(Beginning of Dataset records)
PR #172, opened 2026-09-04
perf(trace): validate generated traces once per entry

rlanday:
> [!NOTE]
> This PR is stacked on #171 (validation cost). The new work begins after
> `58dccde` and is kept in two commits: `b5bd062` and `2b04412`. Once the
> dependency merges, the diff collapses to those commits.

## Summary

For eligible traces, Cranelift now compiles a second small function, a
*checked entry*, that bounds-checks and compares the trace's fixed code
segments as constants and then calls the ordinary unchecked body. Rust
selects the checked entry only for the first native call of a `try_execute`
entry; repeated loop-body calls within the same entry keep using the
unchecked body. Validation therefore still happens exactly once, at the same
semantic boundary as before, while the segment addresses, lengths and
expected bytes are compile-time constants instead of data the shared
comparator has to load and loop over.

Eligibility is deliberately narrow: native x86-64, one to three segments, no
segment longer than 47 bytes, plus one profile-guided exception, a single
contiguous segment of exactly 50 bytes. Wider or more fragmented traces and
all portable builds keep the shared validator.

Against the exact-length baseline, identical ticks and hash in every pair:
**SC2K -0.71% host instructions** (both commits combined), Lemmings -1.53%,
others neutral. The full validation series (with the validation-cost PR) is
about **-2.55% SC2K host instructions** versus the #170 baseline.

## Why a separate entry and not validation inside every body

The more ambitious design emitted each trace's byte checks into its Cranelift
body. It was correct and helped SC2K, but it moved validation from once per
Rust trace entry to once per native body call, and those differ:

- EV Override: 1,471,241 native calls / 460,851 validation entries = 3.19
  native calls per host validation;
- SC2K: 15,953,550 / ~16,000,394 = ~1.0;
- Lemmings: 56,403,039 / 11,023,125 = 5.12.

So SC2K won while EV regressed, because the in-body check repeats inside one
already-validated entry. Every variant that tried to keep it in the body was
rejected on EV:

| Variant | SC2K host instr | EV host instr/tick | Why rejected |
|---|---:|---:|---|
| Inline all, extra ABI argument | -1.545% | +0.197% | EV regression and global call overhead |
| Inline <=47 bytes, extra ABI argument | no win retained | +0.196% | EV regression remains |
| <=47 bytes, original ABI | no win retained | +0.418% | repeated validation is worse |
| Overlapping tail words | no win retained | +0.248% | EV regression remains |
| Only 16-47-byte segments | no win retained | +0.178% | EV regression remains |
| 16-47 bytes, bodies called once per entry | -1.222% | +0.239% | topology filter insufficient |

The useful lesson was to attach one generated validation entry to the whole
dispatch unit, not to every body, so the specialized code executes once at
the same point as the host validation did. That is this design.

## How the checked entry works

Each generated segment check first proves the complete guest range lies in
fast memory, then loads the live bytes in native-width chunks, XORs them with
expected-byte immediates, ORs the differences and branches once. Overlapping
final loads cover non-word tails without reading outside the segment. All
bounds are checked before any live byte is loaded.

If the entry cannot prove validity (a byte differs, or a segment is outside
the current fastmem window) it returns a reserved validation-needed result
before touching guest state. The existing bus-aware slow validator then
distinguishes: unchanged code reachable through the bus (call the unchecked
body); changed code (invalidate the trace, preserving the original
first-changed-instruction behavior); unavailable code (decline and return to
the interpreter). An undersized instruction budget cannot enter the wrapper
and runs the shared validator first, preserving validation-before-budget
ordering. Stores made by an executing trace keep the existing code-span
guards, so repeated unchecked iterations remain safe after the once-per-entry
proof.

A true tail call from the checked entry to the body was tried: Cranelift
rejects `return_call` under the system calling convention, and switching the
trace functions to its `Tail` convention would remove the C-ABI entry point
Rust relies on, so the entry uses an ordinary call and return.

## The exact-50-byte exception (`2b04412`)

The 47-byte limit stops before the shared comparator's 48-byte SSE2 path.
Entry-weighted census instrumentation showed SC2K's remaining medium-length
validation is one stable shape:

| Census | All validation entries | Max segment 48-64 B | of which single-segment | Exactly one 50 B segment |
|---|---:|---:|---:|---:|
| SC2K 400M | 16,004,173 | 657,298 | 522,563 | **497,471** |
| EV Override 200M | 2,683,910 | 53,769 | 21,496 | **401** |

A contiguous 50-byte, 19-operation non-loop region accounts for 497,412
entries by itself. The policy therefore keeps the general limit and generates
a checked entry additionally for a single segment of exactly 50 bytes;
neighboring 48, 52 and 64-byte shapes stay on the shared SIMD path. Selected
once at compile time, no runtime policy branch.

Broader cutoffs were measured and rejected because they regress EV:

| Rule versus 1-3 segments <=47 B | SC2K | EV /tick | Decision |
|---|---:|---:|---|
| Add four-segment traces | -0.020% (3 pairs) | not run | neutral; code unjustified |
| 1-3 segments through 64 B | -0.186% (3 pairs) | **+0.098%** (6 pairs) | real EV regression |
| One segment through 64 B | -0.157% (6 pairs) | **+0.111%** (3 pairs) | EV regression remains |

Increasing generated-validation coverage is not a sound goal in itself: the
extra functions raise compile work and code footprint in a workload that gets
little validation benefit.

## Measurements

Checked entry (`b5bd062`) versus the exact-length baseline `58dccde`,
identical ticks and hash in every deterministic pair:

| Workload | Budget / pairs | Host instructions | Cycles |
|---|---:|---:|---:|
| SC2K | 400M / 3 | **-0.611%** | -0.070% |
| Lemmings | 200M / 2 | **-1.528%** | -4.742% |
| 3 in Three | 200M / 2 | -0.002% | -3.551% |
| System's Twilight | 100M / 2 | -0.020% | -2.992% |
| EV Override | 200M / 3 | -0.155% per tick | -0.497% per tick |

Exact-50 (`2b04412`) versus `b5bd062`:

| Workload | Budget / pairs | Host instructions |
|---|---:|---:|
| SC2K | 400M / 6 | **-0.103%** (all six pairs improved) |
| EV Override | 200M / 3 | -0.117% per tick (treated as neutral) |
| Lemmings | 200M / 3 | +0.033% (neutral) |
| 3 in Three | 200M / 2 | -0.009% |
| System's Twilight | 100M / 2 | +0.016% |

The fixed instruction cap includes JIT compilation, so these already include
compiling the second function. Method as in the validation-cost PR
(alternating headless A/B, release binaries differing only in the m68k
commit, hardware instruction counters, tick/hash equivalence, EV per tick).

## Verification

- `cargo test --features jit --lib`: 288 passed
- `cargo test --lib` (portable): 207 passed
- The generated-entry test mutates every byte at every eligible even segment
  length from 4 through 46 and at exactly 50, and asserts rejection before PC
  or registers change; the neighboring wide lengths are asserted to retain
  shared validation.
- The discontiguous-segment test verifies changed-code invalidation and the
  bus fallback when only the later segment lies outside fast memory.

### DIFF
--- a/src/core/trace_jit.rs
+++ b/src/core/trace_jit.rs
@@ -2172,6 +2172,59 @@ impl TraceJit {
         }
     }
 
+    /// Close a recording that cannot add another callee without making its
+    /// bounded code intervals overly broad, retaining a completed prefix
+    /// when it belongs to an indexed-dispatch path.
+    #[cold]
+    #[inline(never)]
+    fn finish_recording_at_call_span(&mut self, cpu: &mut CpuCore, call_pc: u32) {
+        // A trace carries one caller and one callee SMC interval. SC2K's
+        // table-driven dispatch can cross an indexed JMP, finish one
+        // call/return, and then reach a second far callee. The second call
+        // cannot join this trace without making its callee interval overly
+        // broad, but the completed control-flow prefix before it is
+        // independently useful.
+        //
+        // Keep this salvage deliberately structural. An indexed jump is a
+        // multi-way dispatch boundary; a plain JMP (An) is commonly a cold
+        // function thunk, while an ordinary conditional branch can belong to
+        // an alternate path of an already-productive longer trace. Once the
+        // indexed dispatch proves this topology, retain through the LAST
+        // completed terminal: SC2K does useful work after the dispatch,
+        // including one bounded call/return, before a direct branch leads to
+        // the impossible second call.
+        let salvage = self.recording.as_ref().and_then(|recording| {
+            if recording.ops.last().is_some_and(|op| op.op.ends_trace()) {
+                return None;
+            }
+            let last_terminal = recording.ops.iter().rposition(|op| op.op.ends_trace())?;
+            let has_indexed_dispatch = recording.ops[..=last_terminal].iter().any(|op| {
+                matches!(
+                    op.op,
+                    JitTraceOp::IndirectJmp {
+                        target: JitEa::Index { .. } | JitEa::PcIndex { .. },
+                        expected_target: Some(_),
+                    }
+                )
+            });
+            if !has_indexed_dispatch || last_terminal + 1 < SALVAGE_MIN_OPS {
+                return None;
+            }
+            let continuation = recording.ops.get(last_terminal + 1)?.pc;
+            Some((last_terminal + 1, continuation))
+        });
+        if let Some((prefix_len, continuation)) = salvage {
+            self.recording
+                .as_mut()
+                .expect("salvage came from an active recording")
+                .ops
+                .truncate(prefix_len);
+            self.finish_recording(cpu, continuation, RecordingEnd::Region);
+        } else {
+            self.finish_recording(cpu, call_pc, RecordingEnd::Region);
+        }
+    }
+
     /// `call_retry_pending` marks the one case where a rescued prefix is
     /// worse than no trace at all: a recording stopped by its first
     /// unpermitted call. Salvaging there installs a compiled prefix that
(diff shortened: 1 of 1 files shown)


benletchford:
(End of Dataset records)
■ Exercise ■
Each line from the first line of the entries up to and including the line containing "segment longer than" should be transcribed exactly, with all other lines left out.

■ Solution to this problem ■
PR #172, opened 2026-09-04
perf(trace): validate generated traces once per entry

rlanday:
> [!NOTE]
> This PR is stacked on #171 (validation cost). The new work begins after
> `58dccde` and is kept in two commits: `b5bd062` and `2b04412`. Once the
> dependency merges, the diff collapses to those commits.

## Summary

For eligible traces, Cranelift now compiles a second small function, a
*checked entry*, that bounds-checks and compares the trace's fixed code
segments as constants and then calls the ordinary unchecked body. Rust
selects the checked entry only for the first native call of a `try_execute`
entry; repeated loop-body calls within the same entry keep using the
unchecked body. Validation therefore still happens exactly once, at the same
semantic boundary as before, while the segment addresses, lengths and
expected bytes are compile-time constants instead of data the shared
comparator has to load and loop over.

Eligibility is deliberately narrow: native x86-64, one to three segments, no
segment longer than 47 bytes, plus one profile-guided exception, a single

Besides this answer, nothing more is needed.